CVS/Aetna Combo a Formidable Pharma Rival When it Comes to Access
Last month's unusual consolidation of healthcare provider CVS Health with insurance company Aetna spawned a new behemoth that could pose a more formidable rival to pharma when it comes to securing access for brands.
Nevertheless, it would seem the deal represents a double-edged sword for manufacturers. While the combined company wields greater power to disrupt profits, it could also serve as a catalyst for value-based contracting, something that could give drugmakers a somewhat straighter path to securing coverage for launches of expensive new drugs.
Lines were blurred in December when the board of Aetna, the nation's third-largest insurer, agreed to a $69 billion cash-and-stock acquisition by CVS Health, which runs the country's largest drugstore chain.
In the wake of the deal, it would seem pharma marketers can expect a more imposing foe at the negotiating table. Payers have used formulary management the last few years to manage costs. Some have also integrated value frameworks like that of ICER into their assessments.
CVS' power increases with this move. The company, which also manages pharmacy benefits, wielded its formulary discretion last year with respect to SGLT2 drugs in diabetes, for instance, swapping Boehringer Ingelheim's Jardiance for Janssen's Invokana on its list of preferred drugs. The decision cost BI access to some 90 million members.
With the addition of Aetna's 45 million health plan members, the combined company gains even more clout. Thus, CVS-Aetna should be able to do an as-good or better job extracting price concessions from drugmakers.

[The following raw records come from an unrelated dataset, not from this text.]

PR #682, opened 2022-06-14
Fix ConcatEagerStream bug

Stitch-Taotao:
activeSubscription never change to next subsciption.


hoc081098 (approved):
Thanks @Stitch-Taotao

PR #687, opened 2022-07-05
add isClose

SpiciedCrab:
Add isClose verification before _add, avoiding setting newValue when the subject is closed.


hoc081098:
thank @SpiciedCrab, PR #698 continues this PR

One other byproduct could be a net positive for pharma, and that involves facilitating uptake of value-based contracting. Aetna has entered a few pay-for-performance deals on drugs, such as Novartis heart-failure med Entresto, guaranteeing rebates if measures such as hospitalizations prove stubborn.
Aetna's claims database has been used to measure whether patients hit their goals. The tie-up with CVS bolsters the infrastructure needed to monitor such agreements. The combined company, with CVS' 9,700 retail locations and 1,100 walk-in clinics, branded MinuteClinic, will have both the payer and provider infrastructure at-hand.
In our payer issue last year, I wrote about how risk-based contracting offered a bridge to better relations between pharma and payers. Yet since then, value-based pricing agreements still have not caught on industry wide. One reason: accessing clinical data and confidence in data accuracy.
Manufacturers are not comfortable assuming risk without data on how a population will use the product. The CVS-Aetna deal, in theory, makes it easier to determine how drugs are being used.
Will outcomes-based contracting now increase? That's hard to predict. But the deal promises improved data systems to monitor patient usage of drugs. This deal makes CVS-Aetna an even more sophisticated buyer of healthcare products and procedures. And that will have both positives and negatives for pharma.
With everyone worried about a possible Amazon entry into healthcare, further consolidation could redraw the power structure even further. By next year's payer issue, I expect we'll have yet more disruption to talk about.
Marc Iskowitz is editor-in-chief of MM&M.